> TASK TO COMPLETE
If a line includes "never", copy it out of the entries.

□ □ □

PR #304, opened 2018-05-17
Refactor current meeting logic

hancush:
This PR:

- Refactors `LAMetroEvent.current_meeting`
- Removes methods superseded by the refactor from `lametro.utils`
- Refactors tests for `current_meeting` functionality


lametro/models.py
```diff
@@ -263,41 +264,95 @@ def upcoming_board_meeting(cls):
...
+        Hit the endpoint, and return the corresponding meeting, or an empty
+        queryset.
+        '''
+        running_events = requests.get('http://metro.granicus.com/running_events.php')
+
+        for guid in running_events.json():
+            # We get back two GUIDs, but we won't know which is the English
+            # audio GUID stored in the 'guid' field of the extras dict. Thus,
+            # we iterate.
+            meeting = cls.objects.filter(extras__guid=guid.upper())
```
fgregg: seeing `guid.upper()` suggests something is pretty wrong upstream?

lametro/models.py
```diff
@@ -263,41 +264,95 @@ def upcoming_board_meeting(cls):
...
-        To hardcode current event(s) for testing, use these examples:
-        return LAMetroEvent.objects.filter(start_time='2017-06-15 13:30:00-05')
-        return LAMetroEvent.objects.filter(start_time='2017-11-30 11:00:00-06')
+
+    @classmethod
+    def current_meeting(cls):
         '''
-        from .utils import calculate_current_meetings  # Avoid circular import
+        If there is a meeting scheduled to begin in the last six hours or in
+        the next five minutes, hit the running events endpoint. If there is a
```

□ □ □

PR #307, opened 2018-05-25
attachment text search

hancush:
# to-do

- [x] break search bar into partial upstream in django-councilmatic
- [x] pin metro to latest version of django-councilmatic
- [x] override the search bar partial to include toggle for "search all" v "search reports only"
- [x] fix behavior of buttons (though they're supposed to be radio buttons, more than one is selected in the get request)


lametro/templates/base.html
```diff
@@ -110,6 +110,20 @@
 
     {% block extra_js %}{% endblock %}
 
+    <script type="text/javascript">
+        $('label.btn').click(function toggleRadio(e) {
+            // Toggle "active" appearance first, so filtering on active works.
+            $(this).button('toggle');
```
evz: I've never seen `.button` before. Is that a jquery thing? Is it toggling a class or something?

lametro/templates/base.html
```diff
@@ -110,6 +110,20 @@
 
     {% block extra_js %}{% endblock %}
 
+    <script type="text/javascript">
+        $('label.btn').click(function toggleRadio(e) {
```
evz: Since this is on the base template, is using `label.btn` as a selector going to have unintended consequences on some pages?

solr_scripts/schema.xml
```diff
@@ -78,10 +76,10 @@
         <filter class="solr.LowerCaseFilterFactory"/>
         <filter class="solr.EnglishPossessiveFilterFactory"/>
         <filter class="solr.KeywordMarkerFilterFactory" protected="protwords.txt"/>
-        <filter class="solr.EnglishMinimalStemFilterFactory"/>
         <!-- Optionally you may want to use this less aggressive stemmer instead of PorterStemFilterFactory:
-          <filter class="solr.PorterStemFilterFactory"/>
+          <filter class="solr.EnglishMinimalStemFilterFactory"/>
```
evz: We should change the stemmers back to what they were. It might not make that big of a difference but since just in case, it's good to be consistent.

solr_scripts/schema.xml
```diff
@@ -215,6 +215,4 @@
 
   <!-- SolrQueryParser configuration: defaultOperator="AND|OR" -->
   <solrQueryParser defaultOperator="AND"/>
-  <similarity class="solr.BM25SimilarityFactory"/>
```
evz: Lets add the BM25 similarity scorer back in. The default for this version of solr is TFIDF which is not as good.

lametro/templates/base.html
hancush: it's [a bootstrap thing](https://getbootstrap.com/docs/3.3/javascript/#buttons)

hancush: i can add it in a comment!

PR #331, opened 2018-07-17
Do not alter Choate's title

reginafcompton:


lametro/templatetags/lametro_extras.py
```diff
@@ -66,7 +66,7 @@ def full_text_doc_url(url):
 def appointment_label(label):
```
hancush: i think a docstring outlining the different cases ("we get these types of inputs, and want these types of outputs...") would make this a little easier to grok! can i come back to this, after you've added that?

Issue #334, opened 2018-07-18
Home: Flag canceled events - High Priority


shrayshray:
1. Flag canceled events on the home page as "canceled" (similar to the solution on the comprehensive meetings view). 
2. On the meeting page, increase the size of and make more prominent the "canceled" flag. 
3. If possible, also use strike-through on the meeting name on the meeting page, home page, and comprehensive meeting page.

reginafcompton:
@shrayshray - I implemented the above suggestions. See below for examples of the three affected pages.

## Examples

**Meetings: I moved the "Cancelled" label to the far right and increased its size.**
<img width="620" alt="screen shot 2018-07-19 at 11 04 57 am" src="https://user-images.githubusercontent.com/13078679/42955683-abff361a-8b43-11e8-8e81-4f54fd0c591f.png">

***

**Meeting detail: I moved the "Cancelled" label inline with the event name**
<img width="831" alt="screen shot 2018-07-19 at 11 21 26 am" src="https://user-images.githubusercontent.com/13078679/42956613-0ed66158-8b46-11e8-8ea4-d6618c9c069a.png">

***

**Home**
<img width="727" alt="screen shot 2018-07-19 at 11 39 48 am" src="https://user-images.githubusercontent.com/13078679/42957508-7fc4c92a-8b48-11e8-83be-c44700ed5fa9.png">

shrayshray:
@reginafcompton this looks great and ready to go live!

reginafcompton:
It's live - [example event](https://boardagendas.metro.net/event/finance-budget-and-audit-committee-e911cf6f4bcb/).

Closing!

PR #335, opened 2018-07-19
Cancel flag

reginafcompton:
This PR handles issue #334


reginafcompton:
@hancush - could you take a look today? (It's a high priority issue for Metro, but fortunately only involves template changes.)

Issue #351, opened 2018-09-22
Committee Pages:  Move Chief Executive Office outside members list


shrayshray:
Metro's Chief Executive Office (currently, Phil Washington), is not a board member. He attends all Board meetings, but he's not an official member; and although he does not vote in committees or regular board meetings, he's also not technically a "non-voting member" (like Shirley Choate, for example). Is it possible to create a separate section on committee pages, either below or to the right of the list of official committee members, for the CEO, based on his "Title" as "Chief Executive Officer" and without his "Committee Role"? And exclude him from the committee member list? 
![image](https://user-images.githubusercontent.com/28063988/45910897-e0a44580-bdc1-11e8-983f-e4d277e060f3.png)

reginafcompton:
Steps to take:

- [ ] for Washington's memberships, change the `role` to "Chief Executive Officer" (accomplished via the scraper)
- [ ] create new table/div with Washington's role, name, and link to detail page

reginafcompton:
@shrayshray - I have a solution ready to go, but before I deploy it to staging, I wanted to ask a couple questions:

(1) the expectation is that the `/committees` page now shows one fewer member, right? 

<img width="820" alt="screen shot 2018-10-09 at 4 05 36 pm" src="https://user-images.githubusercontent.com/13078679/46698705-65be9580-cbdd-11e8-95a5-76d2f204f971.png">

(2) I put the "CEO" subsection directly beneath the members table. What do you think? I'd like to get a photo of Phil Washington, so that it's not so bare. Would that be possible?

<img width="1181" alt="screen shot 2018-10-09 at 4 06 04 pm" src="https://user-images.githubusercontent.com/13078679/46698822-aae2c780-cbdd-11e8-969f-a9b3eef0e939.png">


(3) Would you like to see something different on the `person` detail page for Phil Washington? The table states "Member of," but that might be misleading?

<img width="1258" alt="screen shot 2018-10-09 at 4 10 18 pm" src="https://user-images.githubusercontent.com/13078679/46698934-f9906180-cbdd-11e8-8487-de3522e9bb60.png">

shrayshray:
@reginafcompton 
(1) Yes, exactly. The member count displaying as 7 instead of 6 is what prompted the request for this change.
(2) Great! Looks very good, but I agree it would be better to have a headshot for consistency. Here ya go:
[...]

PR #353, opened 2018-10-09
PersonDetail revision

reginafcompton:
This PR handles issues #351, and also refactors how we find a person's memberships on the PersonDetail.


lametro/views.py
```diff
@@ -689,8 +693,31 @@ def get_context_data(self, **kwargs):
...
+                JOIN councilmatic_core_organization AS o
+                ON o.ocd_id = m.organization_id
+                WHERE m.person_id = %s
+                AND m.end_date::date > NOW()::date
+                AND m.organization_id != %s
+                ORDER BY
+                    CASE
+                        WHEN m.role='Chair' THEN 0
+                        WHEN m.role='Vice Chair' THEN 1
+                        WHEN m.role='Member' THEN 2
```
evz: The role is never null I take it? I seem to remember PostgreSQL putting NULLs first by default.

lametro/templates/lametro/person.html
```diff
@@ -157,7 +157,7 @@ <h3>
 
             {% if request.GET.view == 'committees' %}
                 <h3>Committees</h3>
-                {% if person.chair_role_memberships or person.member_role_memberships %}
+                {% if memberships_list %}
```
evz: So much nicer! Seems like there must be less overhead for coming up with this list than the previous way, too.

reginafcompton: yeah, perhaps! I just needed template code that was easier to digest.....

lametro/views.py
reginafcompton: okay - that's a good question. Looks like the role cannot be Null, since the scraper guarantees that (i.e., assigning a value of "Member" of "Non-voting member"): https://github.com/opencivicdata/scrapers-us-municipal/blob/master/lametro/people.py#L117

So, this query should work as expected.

□ □ □

> ANSWER FOR THIS EXERCISE
evz: I've never seen `.button` before. Is that a jquery thing? Is it toggling a class or something?
evz: The role is never null I take it? I seem to remember PostgreSQL putting NULLs first by default.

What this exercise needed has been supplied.